Even now, USMB right wingers are asking, if they bother to read this, what is that guy talking about?  He never makes any sense.


----------



## Dot Com (May 24, 2015)

what a colossal waste CrusaderFrank  in lives & treasure. Those people need to stand up for themselves. That includes the adjoining country/ies


----------



## CrusaderFrank (May 24, 2015)

Iraq is Obama's lost victory. 

US troops had the situation quelled and ruled the skies.
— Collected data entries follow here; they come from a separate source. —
PR #1177, opened 2019-12-06
Add "remember this option" checkbox to NVidia Optimus dialog

Lpsd:
Mantis: https://bugs.multitheftauto.com/view.php?id=9450

This adds a "remember this option" checkbox to the optimus dialog - as this dialog pops up every time optimus is detected, which can be annoying for the user! 

The remember/skip option resets with `HandleResetSettings()` (when user didn't reach load screen 5 times in a row). Maybe there are other cases in which this option needs to be reset?

Preview:

NVidia Optimus dialog preview

Edit: The wording is actually rather confusing, if you know how the whole process works. Your selection on this dialog is actually saved already - maybe it should be "Don't show again" rather than "Remember this option", as this implies that your selection isn't being saved in the first place.


Einheit-101:
Holy moly, thanks. Please add this asap. This annoys me for years now.

MrDadosz:
Nice. Same thing should be added for window when you have more than one monitor.

qaisjp:
Please can we swap the ordering of 'If you get desperate, force windowed mode' and 'Remember this option'? And maybe also add a caption like this: "Once you have picked the best option that works, this might help:"?

Lpsd:
The requested changes have been implemented

Dialog Preview

qaisjp (approved):
lgtm :shipit:

PR #1163, opened 2019-11-23
Add hasElementData Lua feature to client and serverside

Simi23:
Issue #1060 suggests that there should be an 'isElementData' feature which would look for element data on a given key just like 'getElementData'.

`bool hasElementData ( element theElement, string key [, bool inherit = true] )`

### **Required Arguments**

- **theElement:** This is the element with data you want to test for.
- **key:** The name of the element data entry you want to test for.

### **Optional Arguments**

- **inherit:** - toggles whether or not the function should go up the hierarchy to find the requested key in case the specified element doesn't have it.

Resolves #1060 

##### edit by qaisjp: updated syntax to use new function name

PR #1203, opened 2020-01-07
Add "ok" result to getElementData

### LINKED ISSUE #1060: isElementData
If I set `false` using `setElementData()` then it is not possible to find out if there is data with the required key or not, because both cases will return `false`.

add function `isElementData()`

It is possible to get all data using `getAllElementData()` and then check a required key, but it may seriously affect the performance.

**Additional context**
no

qaisjp:
This resolves #1060 and replaces #1163. 

A simple case:

image

Which is useful if you've set something to `false`:

image

/cc @patrikjuvonen

### DIFF
--- a/Client/mods/deathmatch/logic/luadefs/CLuaElementDefs.cpp
+++ b/Client/mods/deathmatch/logic/luadefs/CLuaElementDefs.cpp
@@ -326,47 +326,6 @@ int CLuaElementDefs::GetElementByIndex(lua_State* luaVM)
     return 1;
 }
 
-int CLuaElementDefs::GetElementData(lua_State* luaVM)
-{
-    //  var getElementData ( element theElement, string key [, inherit = true] )
-    CClientEntity* pEntity;
-    SString        strKey;
-    bool           bInherit;
-
-    CScriptArgReader argStream(luaVM);
-    argStream.ReadUserData(pEntity);
-    argStream.ReadString(strKey);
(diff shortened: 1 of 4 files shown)


qaisjp:
Force pushed to fix a typo in the commit messages.

patrikjuvonen:
I am not sure what I've said before, but I prefer #1163 over this after all.

So I'm giving my vote for `isElementData` rather than a second returned value from `getElementData`.

I still like the clean-up you've done otherwise however by merging them under shared.

qaisjp:
An extra return value will break lots of scripts. Rejected.

patrikjuvonen:
For future reference we had a discussion on Discord about this PR at  https://discordapp.com/channels/278474088903606273/366384007535001612/666672959829835777 onwards.

We found that this would potentially break existing scripts and introduce inconvenient behavior.

Calling tonumber directly will result in an error.
```lua
x = tonumber(getElementData(player, "posX"))
-- bad argument #2 to 'tonumber' (number expected, got boolean)
```

Using getElementData directly inside a table will insert a boolean value which may break some code (e.g. concatenation, loops) if boolean values are not handled correctly.
```lua
position = {
    getElementData(player, "posX"),
    getElementData(player, "posY"),
    getElementData(player, "posZ")
}
-- example of resulting table: {1, 1, 1, true}
```
Probably a few more examples could be provided but these were enough to reject the proposal.

PR #1213, opened 2020-01-17
Fix #1174: accept team & table of players in outputChatBox

### LINKED ISSUE #1174: outputChatBox - expand visibleTo possibility
outputChatBox doesn't accept table nor team element (well, for team this function returns true, but still doesn't output it.)

Expand visibleTo argument by adding send list (like triggerClientEvent has as 1st argument; array table. I think that feature isn't there without a reason?). Besides, it would be nice if user pass team element as visibleTo argument, then player which belongs to this team would receive message.

Sending message separately to player using loop (not good idea, but one and only, if i am wrong correct me.)

**Additional context**
-

StrixG:
Closes #1174

### DIFF
--- a/Server/mods/deathmatch/logic/CStaticFunctionDefinitions.cpp
+++ b/Server/mods/deathmatch/logic/CStaticFunctionDefinitions.cpp
@@ -9847,10 +9847,7 @@ void CStaticFunctionDefinitions::OutputChatBox(const char* szText, const std::ve
 {
     assert(szText);
 
-    for (const auto& pPlayer : sendList)
-    {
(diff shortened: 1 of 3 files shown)


qaisjp (approved):

qaisjp (approved):
LGTM, thank you!

Dutchman101:
This change breaks existing scripts, especially gamemodes: if there's a chathandler replacement (like `freeroam` has), all chat messages will be output twice if the player is in a team.

Issue #1223

Citizen01:
Mentionned #1223 issue now fixed in 24a233f6e897771504a270940e05ccc4652bce53

PR #1221, opened 2020-01-23
Optimised images

ricksterhd123:
credits goes to imgbot,
not sure if it's worth much but thought it could help


Woovie:
I like this idea, but for .png, I'd like to see if using https://github.com/google/zopfli would be better if we are going to bother doing this. (Thanks @Dutchman101)

Any idea what they use to compress PNG in this?

ricksterhd123:
Not sure but it worked on my fork so i thought maybe i should pull request, i was thinking of doing the same thing to the resources repository too.

ricksterhd123:
I'll definitely look at that zopfli - maybe one could write a script to automate image compression

Woovie:
Yes, I could write a simple bash script to do zopfli to the repo. I'll do a few and do image size comparisons to see if it's worth it.

Woovie:
Replaced with #1732

PR #1224, opened 2020-01-24
Fix #1223: double chat messages if player is in team

### LINKED ISSUE #1223: Regression: double chat messages if player is in team
**Describe the bug**
As a result of d2c53c7, a player that is part of a team will see all chat messages being duplicated, if there is a custom chathandler on the server (cancelling `onPlayerChat` and processing the messages itself). Therefore, the change breaks existing scripts.

You can say that it's a niche issue, but one of the default MTA resources (`freeroam`) uses a custom chathandler and therefore is affected. MTA should never break any existing scripts.

**To reproduce:**
1. Start a resource with a custom chathandler, e.g:

```lua
addEventHandler("onPlayerChat", root,
    function(msg, type)
        if type == 0 then
            cancelEvent()

            if isElement(source) then
                local r, g, b = getPlayerNametagColor(source)
                outputChatBox(getPlayerName(source) .. ": #FFFFFF" .. msg:gsub("#%x%x%x%x%x%x", ""), root, r, g, b, true)
                outputServerLog("CHAT: " .. getPlayerName(source) .. ": " .. msg)
            end
        end
    end
)
```

2. Create and enter a team
3. Send a message in the global chat
4. Observe the double messages (of everyone on the server, including yourself):
dup

**Version**
Server: v1.5.7-release-r20391

**Additional context**
Not reproducible on Server: v1.5.7-release-r20386 so it's clearly a result of d2c53c7

ghost:
Fixes #1223 ~~and also adds support for `vehicle` element~~. `RUN_CHILDREN` was calling `g_pTeamManager` which ran `OutputChatBox` again with `player` element.

download

Test resource: [1223.zip](https://github.com/multitheftauto/mtasa-blue/files/4106913/1223.zip)

### DIFF
--- a/Server/mods/deathmatch/logic/CStaticFunctionDefinitions.cpp
+++ b/Server/mods/deathmatch/logic/CStaticFunctionDefinitions.cpp
@@ -9837,21 +9837,6 @@ bool CStaticFunctionDefinitions::OutputChatBox(const char* szText, CElement* pEl
         }
         return true;
     }
-    else if (IS_VEHICLE(pElement))
-    {
-        CVehicle* pVehicle = static_cast<CVehicle*>(pElement);
-        
-        for (int i = 0; i < MAX_VEHICLE_SEATS; ++i)
-        {
-            CPed* pPed = pVehicle->GetOccupant(i);
-            CPlayer* pPlayer = (pPed ? static_cast<CPlayer*>(pPed) : nullptr);
-
-            if (pPlayer)
-            {
-                pPlayer->Send(CChatEchoPacket(szText, ucRed, ucGreen, ucBlue, bColorCoded));
-            }
-        }
-    }
     else
     {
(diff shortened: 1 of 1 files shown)


qaisjp:
Thanks for sending the fix. I don't think supporting vehicles should be added. Are there any other functions that do this?

ghost:
Well, i thought about that you might want to send messages to all passengers. For example to display next bus station name in rp gamemodes - spares a for loop. :P plus I dont think that it would hurt but can remove if you like. I think that MTA should provide what's possible rather than not adding them.

And I dunno about other functions. Maybe `triggerClientEvent` ?

qaisjp:
Yeah, I can't find any function that does this. Please can you remove that from this PR?

Feel free to create a separate _proposal_ instead of packaging this new feature alongside a bugfix

ghost:
done @qaisjp

PR #1981, opened 2021-01-04
Fix #1973: Nested tuples not working in argument parser return values

### LINKED ISSUE #1973: New parser, return `std::vector<std::tuple<...>>` issue
**Describe the bug**
"attempt to index a number value" error gets thrown when trying to use function 

**To reproduce**
make for example std::vector<std::tuple<float, float, floatt>> as a return type, it will compile but will throw errors as above.

**Expected behaviour**
It should just return a table like `{ {1,2,3}, {1,2,3}, ... }`

**Screenshots**
image

**Version**
@CrosRoad95 please add this

**Additional context**
Possible solutions:
1. Make special case, when tuple is in vector - treat tuple as a table
2. Forbid vector of tuples at compile time. Add information to use vector in vector instead.

sbx320:
Rather than directly handling tuples in `Push` for multiple return values, I changed it to act on return values from `CLuaFunctionParser` only. Tuples used for `Push` are now pushed as a simple table. This should also make `lua::Push` more usable for other purposes.

### DIFF
--- a/Shared/mods/deathmatch/logic/lua/CLuaFunctionParser.h
+++ b/Shared/mods/deathmatch/logic/lua/CLuaFunctionParser.h
@@ -642,13 +642,29 @@ struct CLuaFunctionParser<ErrorOnFailure, ReturnOnFailure, Func> : CLuaFunctionP
             }
             else
             {
-                return lua::Push(L, Func(std::forward<Params>(ps)...));
+                return PushResult(L, Func(std::forward<Params>(ps)...));
             }
         }
         else
         {
             return Call(L, ps..., Pop<typename nth_element_impl<sizeof...(Params), Args...>::type>(L, iIndex));
         }
+    }
+
+    // Tuples can be used to return multiple results
+    template <typename... Ts>
+    inline int PushResult(lua_State* L, const std::tuple<Ts...>& tuple)
+    {
+        // Call Push on each element of the tuple
+        std::apply([L](const auto&... value) { (lua::Push(L, value), ...); }, tuple);
+        return sizeof...(Ts);
+    }
+
+    // If `T` is not a tuple, defer to Push to push the value onto the stack
+    template <typename T>
+    inline int PushResult(lua_State* L, const T& value)
+    {
+        return lua::Push(L, value);
     }
 
     inline int operator()(lua_State* L, CScriptDebugging* pScriptDebugging)
--- a/Shared/mods/deathmatch/logic/lua/CLuaFunctionParser.h
+++ b/Shared/mods/deathmatch/logic/lua/CLuaFunctionParser.h
@@ -664,7 +664,8 @@ struct CLuaFunctionParser<ErrorOnFailure, ReturnOnFailure, Func> : CLuaFunctionP
     template <typename T>
     inline int PushResult(lua_State* L, const T& value)
     {
-        return lua::Push(L, value);
+        lua::Push(L, value);
+        return 1;
     }
 
     inline int operator()(lua_State* L, CScriptDebugging* pScriptDebugging)
--- a/Shared/mods/deathmatch/logic/lua/CLuaFunctionParser.h
+++ b/Shared/mods/deathmatch/logic/lua/CLuaFunctionParser.h
@@ -18,6 +18,21 @@ class CLuaArgument;
 #include "lua/CLuaStackChecker.h"
 #include "lua/LuaBasic.h"
 
+// Wrapper around std::tuple to indicate that multiple values should be pushed to
+// the Lua stack
+template<typename... Ts>
+struct LuaMultiReturn
+{
+    // Note: We use a separate template for the constructor arguments
+    // to allow type conversions. For example: return { "hello", 42 };
+    // is a valid statement to construct a LuaMuliReturn<std::string, int>
+    template <typename... Args>
+    LuaMultiReturn(Args... args) : values{args...} {}
+
+    std::tuple<Ts...> values;
+};
+
+
 struct CLuaFunctionParserBase
 {
     // iIndex is passed around by reference
@@ -653,10 +668,10 @@ struct CLuaFunctionParser<ErrorOnFailure, ReturnOnFailure, Func> : CLuaFunctionP
 
     // Tuples can be used to return multiple results
     template <typename... Ts>
-    inline int PushResult(lua_State* L, const std::tuple<Ts...>& tuple)
+    inline int PushResult(lua_State* L, const LuaMultiReturn<Ts...>& result)
     {
         // Call Push on each element of the tuple
-        std::apply([L](const auto&... value) { (lua::Push(L, value), ...); }, tuple);
+        std::apply([L](const auto&... value) { (lua::Push(L, value), ...); }, result.values);
         return sizeof...(Ts);
     }
 
--- a/Shared/mods/deathmatch/logic/lua/LuaBasic.h
+++ b/Shared/mods/deathmatch/logic/lua/LuaBasic.h
@@ -13,7 +13,7 @@
 
 /*
     Basic Lua operations:
-        int Push(L, T value)
+        void Push(L, T value)
         T PopPrimitive(L, std::size_t stackIndex)
 */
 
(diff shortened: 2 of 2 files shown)


Pirulax:
I have already fixed this issue, but havent opened a PR.
What I do is (in case of vector<tuple<>, map<K, tuple<>>, array<tuple<>):
- Check the return value of Push<tuple>, if its more than 1 (that is, multiple values have been pushed onto the stack), pack values on the stack into an array
Altough, my approach isn't 100% consistent, as tuple<optional<>, T> (depending whenever the optional has a value) might become stay as a value, instead of a table with 1 value.

Shared/mods/deathmatch/logic/lua/CLuaFunctionParser.h
```diff
@@ -651,6 +651,22 @@ struct CLuaFunctionParser<ErrorOnFailure, ReturnOnFailure, Func> : CLuaFunctionP
         }
     }
 
+    // Tuples can be used to return multiple results
+    template <typename... Ts>
+    inline int PushResult(lua_State* L, const std::tuple<Ts...>& tuple)
+    {
+        // Call Push on each element of the tuple
+        std::apply([L](const auto&... value) { (lua::Push(L, value), ...); }, tuple);
+        return sizeof...(Ts);
```
Pirulax, line 675: This won't work if there's an `optional` with no value.
Instead you could do:
```cpp
return std::apply([L](const auto&... value) { return (Push(L, value) + ...); }, tuple);
```

Shared/mods/deathmatch/logic/lua/LuaBasic.h
```diff
@@ -228,12 +228,25 @@ namespace lua
         return 1;
     }
 
-    // Tuples can be used to return multiple results
+    // Tuples can be used to build fixed-size tables
+    // e.g. `std::tuple<float, int, bool>` will be pushed as { float, int, bool }
```
Pirulax, line 209: I'm quite confused?
Now a tuple can be either a `fixed size table` and a `way to push multiple results`?

Shared/mods/deathmatch/logic/lua/LuaBasic.h
```diff
@@ -228,12 +228,25 @@ namespace lua
...
-        return sizeof...(Ts);
+        lua_createtable(L, sizeof...(Ts), 0);
+        
+        std::apply([L](const auto&... values) {
+            int  key = 1;
+            auto PushTable = [](lua_State* L, int& key, const auto& value)
+            {
+                Push(L, key++);
+                Push(L, value);
+                lua_settable(L, -3);
```
Pirulax: `lua_rawsetfield` is more efficient as it doesn't try to call the tag method, also it doesn't need the key on the stack.
```cpp
Push(L, value);
lua_rawsetfield(L, -3, key++);
```

Pirulax:
Also, I'm not sure whenever this fixes the actual underlaying problem when you try to do a `Push<vector<T>>`  where T results in multiple values pushed onto the stack.

Take a look at [my solution](https://github.com/Pirulax/mtasa-blue/tree/fix/luabasic-vector-map).

sbx320:
With this change 

> where T results in multiple values pushed onto the stack.

never occurs. It's either 1 (for most values) or 0 (for an empty optional)

Shared/mods/deathmatch/logic/lua/LuaBasic.h
sbx320: If you use a `std::tuple` as a return value for a scripting function for the arg parser, it'll push multiple values

If you use a `std::tuple` as a parameter to `lua::Push` it'll push a table of values

Shared/mods/deathmatch/logic/lua/CLuaFunctionParser.h
sbx320: That makes me wonder: Is there even a valid case for empty optionals being pushed? If not we could just drop it entirely and make Push return `void`

Shared/mods/deathmatch/logic/lua/LuaBasic.h
sbx320: Where did you get `lua_rawsetfield` from? That's not a function in Lua 5.1

Shared/mods/deathmatch/logic/lua/LuaBasic.h
sbx320: This is also intended to make `lua::Push` behave more consistently for non-argparser usages. For example we could use it to set up globals.

Shared/mods/deathmatch/logic/lua/CLuaFunctionParser.h
Pirulax: Ah, actually I'm sorry. An optional (even if empty) results in a `nil` pushed onto the stack, for whatever reason.

sbx320: Right... the one I saw was `CLuaArgument`. 
```
inline int Push(lua_State* L, const CLuaArgument& arg)
    {
        if (arg.GetType() == LUA_TNONE)
            return 0;
```
Not sure what to do with that...

Shared/mods/deathmatch/logic/lua/LuaBasic.h
Pirulax: Okay, I see. But that's kinda inconsistent, isn't it?
Perhaps we could add a `PushTableValue`, which would make sure if T pushes multiple values onto the stack, it would still become one value (by packing the values into a table, just like I did on my branch)

Shared/mods/deathmatch/logic/lua/LuaBasic.h
Pirulax: I'm sorry. Its [lua_rawseti](https://pgl.yoyo.org/luai/i/lua_rawseti).

Shared/mods/deathmatch/logic/lua/CLuaFunctionParser.h
Pirulax: Ah, yes.. Well, this might break something if it's inside a table, or part of a tuple.
But you really shouldn't be using a tuple in that case anyways..
As of now `CLuaArgument` is only used for element data iirc, so its not a big deal.

Shared/mods/deathmatch/logic/lua/LuaBasic.h
sbx320: Well `lua::Push` would now be consistent (apart from the CLuaArgument edge case above...). 

The arg parser would gain some inconsistency, but we'd otherwise not have a good option to return multiple values.

Shared/mods/deathmatch/logic/lua/CLuaFunctionParser.h
sbx320: It'll likely break all kinds of stuff if you attempt to push a `LUA_TNONE` anyway. Maybe just disallowing that and throwing on any such attempt might be a better solution. Would also clean up `Push` a lot.

sbx320: Added that now: `lua::Push` always pushes exactly one value. Pushing `LUA_TNONE` via  `CLuaArgument` will throw.

Shared/mods/deathmatch/logic/lua/LuaBasic.h
Pirulax: Well, what about disallowing tuples inside tables, and instead use `std::array<std::variant<>>` for fixed size tables?

sbx320: That gets fairly weird quickly, since it obscures the intended return value (which has a static type) behind layers of `variant`. 

We could also add some special multi-return tuple proxy struct, which just acts as a special tuple gadget. That way you could either return a `std::tuple` (and get a table of values) or a `CLuaMultiReturn` (and get multiple values).

sbx320:
Finally got around to finishing this up. Ultimately we now have the following changes:

- `lua::Push` now always pushes exactly one value to the stack and can be used everywhere.
- Returning tuples from a C++ function maps to returning a table to Lua (e.g. `std::tuple<int, std::string>{1, "hello"}` -> `{1, "hello"}`
- If a C++ function needs to return multiple values, `LuaMultiReturn<Ts...>` is used. (e.g. `LuaMultiReturn<int, std::string>{1, "hello"}` -> `1, "hello"`. `lua::Push(LuaMultiReturn<T>`

/cc @Pirulax

Pirulax:
I'm lazy to properly re-review it, hope you considered all things, and it'll work just fine.

Pirulax (approved):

Was Obama desperate for something to campaign on or was he supporting his brothers in Jihad, we'll never know


----------



## SassyIrishLass (May 24, 2015)

The surge was highly successful, Obungles should be looking up who designed it instead of purging the military


----------



## C_Clayton_Jones (May 24, 2015)

Most on the right are in partisan denial; they'll always refuse to acknowledge the fact that Iraq was a failed, illegal war – to do so would be to admit that rightist foreign policy is just as failed today and likely as illegal.


----------



## rdean (May 24, 2015)

See these idiots?  Sassy and Frank?  They don't even try to understand the situation.  Just repeat the same old ignorant and stupid shit.

US troops had the situation quelled and ruled the skies.
The surge was highly successful, Obungles should be looking up who designed it instead of purging the military

Purging the military?  Ruled the skies?  What the fuck does that even mean?  Just ignorant tards repeating the same old mindless bullshit.  And those are America's real enemies.  They are the people we really have to defeat.


----------



## SassyIrishLass (May 24, 2015)

rdean said:


> See these idiots?  Sassy and Frank?  They don't even try to understand the situation.  Just repeat the same old ignorant and stupid shit.
> 
> US troops had the situation quelled and ruled the skies.
> The surge was highly successful, Obungles should be looking up who designed it instead of purging the military
> ...


----------



## rdean (May 24, 2015)

SassyIrishLass said:


> rdean said:
> 
> 
> > See these idiots?  Sassy and Frank?  They don't even try to understand the situation.  Just repeat the same old ignorant and stupid shit.
> ...


Once again, you prove my point.


----------



## rdean (May 25, 2015)

I truly believe that mindless Republicans are unknowingly on the side of al Qaeda.  They don't know where Iraq's military went.  They just don't think it went to Isis.  See?  Stupid!


----------



## rdean (May 26, 2015)

If the right wing gets so much wrong, what is it they get right?  Anyone?


----------



## rdean (May 31, 2015)

Still waiting for that answer.


----------



## rdean (Jun 8, 2015)

Republicans avoid these threads like the plague.


----------